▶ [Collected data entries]
-- -- --

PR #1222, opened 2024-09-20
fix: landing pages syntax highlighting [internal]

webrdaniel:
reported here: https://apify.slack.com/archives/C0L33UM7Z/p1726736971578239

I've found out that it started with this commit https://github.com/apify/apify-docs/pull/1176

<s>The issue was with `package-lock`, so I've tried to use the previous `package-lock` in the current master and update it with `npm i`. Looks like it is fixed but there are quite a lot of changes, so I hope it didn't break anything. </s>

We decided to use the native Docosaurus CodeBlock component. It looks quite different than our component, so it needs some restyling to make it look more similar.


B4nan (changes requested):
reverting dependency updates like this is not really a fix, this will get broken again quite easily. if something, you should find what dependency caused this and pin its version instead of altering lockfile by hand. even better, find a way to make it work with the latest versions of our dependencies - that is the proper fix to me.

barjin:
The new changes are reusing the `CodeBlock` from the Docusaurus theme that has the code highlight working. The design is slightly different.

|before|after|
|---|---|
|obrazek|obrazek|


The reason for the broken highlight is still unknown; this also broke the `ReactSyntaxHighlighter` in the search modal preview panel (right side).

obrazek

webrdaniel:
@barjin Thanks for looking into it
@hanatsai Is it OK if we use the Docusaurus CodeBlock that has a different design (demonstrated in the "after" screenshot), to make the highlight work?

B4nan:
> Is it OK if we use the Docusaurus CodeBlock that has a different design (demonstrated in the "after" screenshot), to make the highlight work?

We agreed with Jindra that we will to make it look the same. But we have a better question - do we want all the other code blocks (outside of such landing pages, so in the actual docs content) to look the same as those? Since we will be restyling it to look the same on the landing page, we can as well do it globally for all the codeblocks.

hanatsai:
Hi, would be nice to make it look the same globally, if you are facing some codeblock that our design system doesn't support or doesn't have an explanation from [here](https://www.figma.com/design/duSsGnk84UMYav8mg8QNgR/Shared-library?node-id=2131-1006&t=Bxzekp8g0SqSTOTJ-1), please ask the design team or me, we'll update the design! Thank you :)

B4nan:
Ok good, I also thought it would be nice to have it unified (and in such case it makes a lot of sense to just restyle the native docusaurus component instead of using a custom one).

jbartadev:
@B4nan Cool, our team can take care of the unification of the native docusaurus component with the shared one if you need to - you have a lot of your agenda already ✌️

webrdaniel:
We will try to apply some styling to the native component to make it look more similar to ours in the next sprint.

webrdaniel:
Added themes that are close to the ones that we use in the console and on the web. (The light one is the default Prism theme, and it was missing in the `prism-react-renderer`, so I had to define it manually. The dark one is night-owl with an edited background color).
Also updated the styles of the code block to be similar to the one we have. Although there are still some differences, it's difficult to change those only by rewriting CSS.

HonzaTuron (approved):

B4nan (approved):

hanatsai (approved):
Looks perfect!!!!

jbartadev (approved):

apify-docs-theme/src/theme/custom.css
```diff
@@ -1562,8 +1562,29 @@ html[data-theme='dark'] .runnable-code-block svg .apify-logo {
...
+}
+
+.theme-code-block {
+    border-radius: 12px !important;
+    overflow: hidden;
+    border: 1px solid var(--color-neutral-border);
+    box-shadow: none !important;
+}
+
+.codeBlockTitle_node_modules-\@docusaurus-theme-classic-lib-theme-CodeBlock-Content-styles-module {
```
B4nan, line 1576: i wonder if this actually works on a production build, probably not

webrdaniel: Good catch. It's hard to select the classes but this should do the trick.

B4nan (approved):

-- -- --

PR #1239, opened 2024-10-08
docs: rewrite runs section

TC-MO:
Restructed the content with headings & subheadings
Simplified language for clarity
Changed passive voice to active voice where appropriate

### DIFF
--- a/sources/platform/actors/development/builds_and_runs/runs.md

-- -- --

Each line of the records above that contains the word "would" should be counted; give the resulting number without further words.

▶ [Solved problem]
2